To read a CSV file in PySpark, we use the read method of the SparkSession object. Here’s how you can do it:

from pyspark.sql import SparkSession

# Create Spark session
spark = SparkSession.builder.appName("ReadCSVExample").getOrCreate()

# Read CSV file
df = spark.read.csv("data.csv", header=True, inferSchema=True)

# Show data
df.show()

Explanation:

  • header=True means the first line of the file contains column names.
  • inferSchema=True tells PySpark to automatically detect the data types (like integer, string, etc.).

8. How do you write a DataFrame to a Parquet file?

Writing a DataFrame to a Parquet file is simple and efficient in PySpark:

df.write.parquet("output_data.parquet")

Explanation:

  • The above command saves your DataFrame in Parquet format.
  • Parquet files are faster to read and take up less storage compared to CSV files.
  • You can also use options like mode("overwrite") to replace existing files.

Example:

df.write.mode("overwrite").parquet("output_data.parquet")

9. What are the common DataFrame transformations?

Transformations are operations that create a new DataFrame from an existing one — without changing the original data.

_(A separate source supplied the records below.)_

Issue #424, opened 2015-08-20
Suggestion: Input Map Replays


SolarLune:
Hey, there. So, I was thinking that input map replays would be a cool feature to add. Some games have an attract mode / demo mode, where the game plays itself while you watch. Other games have special powers or abilities that similarly hinge on replays (think of the "Clone" weapons from the Megaman games, or the time traveling recording mechanics of games like Braid). Cinematics can also be the product of replays, theoretically (the developer creates the cinematic by moving the characters around one by one, for example).

Adding replaying capabilities to the input maps would allow this to be done, and it should keep the actual replay data relatively simple - rather than a video, for example, the data would just be the names of the inputs being pressed.

The idea is to keep it simple with just a few functions, at least initially. 

`startRecording()` - Begins recording the specified replay data. This doesn't advance the recording process - the developer does this using the `frame()` function below.

`stopRecording()` - Stops recording the specified replay data.

`frame(int frameNum)` - Sets the frame for the replay data. This function alone should allow for various effects should the developer so choose, such as playing, stopping, speeding up replay input sequences, or slowing them down. When recording, this function seeks the recording and allows the developer to record inputs. When not recording, this function plays back the inputs that are stored within the recording.

`frame()` - Returns the current frame number.

`load()` - Loads recording data to be played or saved. Either an array of arrays of Strings (inputs) can be provided, or a file name can be provided.

`save(String replayDataName, String outputFileName)` - Saves the specified recording data to a text file.

`currentInputs(int frameNumber)` - Returns an ArrayList of the currently pressed inputs for the specified frame. If no frame number is given, it defaults to the current frame.

`on(Boolean on)` - Whether the replays are actively pushing inputs (on), or if the replay's just going through the process without affecting controls (off).

`ignore - ArrayList<String>` - Allows you to set certain inputs to be ignored.

I don't think this would support inputs with more finesse, like analog sticks or pressure-sensitive triggers, but it'll get the job done for simple "on-off" controls. In the future, this might be able to be expanded to have a "deep copy" mode that will allow it to work with actual clones of inputs for maximum accuracy at the cost of increased memory usage.

To facilitate replays, some sort of `push()` function that would allow you to push a result to an input in the InputMap will most likely need to be added so that the replays can push inputs when they're played back.

I suppose a Replay would be a class instance, not a static class that works off of bdx directly, for example.

GoranM:
[...]

PR #429, opened 2015-08-30
(#424) - Input map replay support.

SolarLune:
Added force____() functions to force input states to InputMaps.


GoranM:
It might be worth the effort to optimize a bit, by making Logger extend HashMap instead of Array, and storing only frames that have some active inputs, so we don't have to store a bunch of `[]` entries.

The type annotations in the json are taking up too much space, relative to the actual data we need to store. It's true that we have an abundance of memory, but we don't have to waste all that space, so we shouldn't.

Make it store and load plain json. I think you can do that via `setElementType` as they demonstrate on their wiki.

Some common transformations are:

TransformationDescriptionExample
select()Select specific columnsdf.select("name", "age")
filter() / where()Filter rows based on a conditiondf.filter(df.age > 18)
groupBy()Group data for aggregationdf.groupBy("city").count()
withColumn()Add or modify a columndf.withColumn("age_plus_1", df.age + 1)
drop()Remove a columndf.drop("address")
orderBy()Sort datadf.orderBy("age")

Note: Transformations are lazy, meaning they don’t run immediately — they wait until an action is performed.


10. What are actions in PySpark? Give examples.

Actions are operations that trigger the actual execution of transformations and return a result.

Some common actions are:

ActionDescriptionExample
show()Displays the DataFrame contentdf.show()
collect()Returns all rows as a listdf.collect()
count()Returns the number of rowsdf.count()
first() / head()Returns the first row(s)df.first()
take(n)Returns the first n rowsdf.take(5)
write()Saves data to a file or databasedf.write.csv("output.csv")

In simple words: Transformations prepare the data, while actions actually do the work (like displaying or saving results).

11. How do you show the top N rows of a DataFrame?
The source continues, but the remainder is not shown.